After my undergraduate degree, all of my education and research were conducted at institutions with no undergraduate program. And all the jobs I searched for were at research universities and institutions. Although I had never heard of SUA, I responded to an ad for the position because it was in my specialty and because it was near where I was working at USC. As I looked into SUA, I became intrigued by the story of its founding, and by its mission, as well as by the connection to Japan, where I had lived for five years as a child. When I came onto campus for the interview, I was impressed at the way students greeted me in passing, although they did not know who I was. SUA seemed a very unique and newly founded place, where I thought I might fit in better than I did in the world of research.
4. WHAT DISTINGUISHES SOKA STUDENTS IN YOUR OPINION?
SUA is a very diverse place. Having grown up attending school in a language I was not comfortable in, and having to adapt to new cultures, I am happy to be teaching at a school with many students who are sharing that experience. I am also glad to be teaching such small classes, where I can get to know each student better. I have made many friends among students while at SUA and keep in touch with and have visits from alumni, whom I mentored as far back as my first years at SUA. Now that they are professionals, I am proud to have seen their development from adolescents to adults living contributive lives.
5. WHAT INSPIRES YOU?
Like my father and his father, I am a very pragmatic person, so the word “inspire” is not one I use often!

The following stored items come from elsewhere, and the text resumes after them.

Issue #3008, opened 2022-06-02
Restore reward eligibility in the Random Beacon sortition pool


pdyraga:
In case the operator was marked as ineligible for rewards, the client needs to monitor the ineligibility status and restore the eligibility as soon as possible.

References:

https://github.com/keep-network/sortition-pools/blob/b3fcb43e09d9fc2304fa2f65635aec406a6cfe79/contracts/SortitionPool.sol#L140-L152

https://github.com/keep-network/sortition-pools/blob/b3fcb43e09d9fc2304fa2f65635aec406a6cfe79/contracts/Rewards.sol#L74-L99

PR #3077, opened 2022-07-08
Monitor Random Beacon sortition pool status: join pool and update pool

### LINKED ISSUE #3006: Register in Random Beacon sortition pool

### LINKED ISSUE #3007: Update Random Beacon state
Depends on #3006 

The client needs to monitor the sortition pool state and update it when it gets outdated. A simple loop similar to the one we have in `keep-ecdsa` should do the work.

Reference: https://github.com/keep-network/keep-core/blob/main/solidity/random-beacon/contracts/libraries/BeaconAuthorization.sol

pdyraga:
~~Depends on #3070~~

I am strongly driven by the desire to use whatever abilities I have, to do good in the world. I like to see things done well and I admire efficiency and competency. I believe in doing everything I do to the best of my abilities and beyond and expect the same of everyone around me. That being said, I think the world is both funny and exciting, and I like to explore as many different aspects of it as I can.
6. DO YOU HAVE OTHER REFLECTIONS ABOUT YOUR EXPERIENCE AS A FACULTY MEMBER AT SUA?
During my time at SUA, I have had so many opportunities to contribute in ways outside the classroom. Besides serving at various times as Director of the Science and Mathematics Program and of the Environmental Studies concentration, I was also a founding member of Environmental Studies, and contributed for many years to the planning for the Life Sciences concentration. It was very exciting to be involved from the very beginning with the design of Curie Hall, and to be able to contribute to the startup of the laboratory facilities in the building. I have also been very active in the University’s Campus Sustainability Committee since its inception in 2010 and worked with a group of students in an Independent Study course to successfully achieve a Bronze STARS rating and then a Silver STARS rating for SUA from the Association for the Advancement of Sustainability in Higher Education.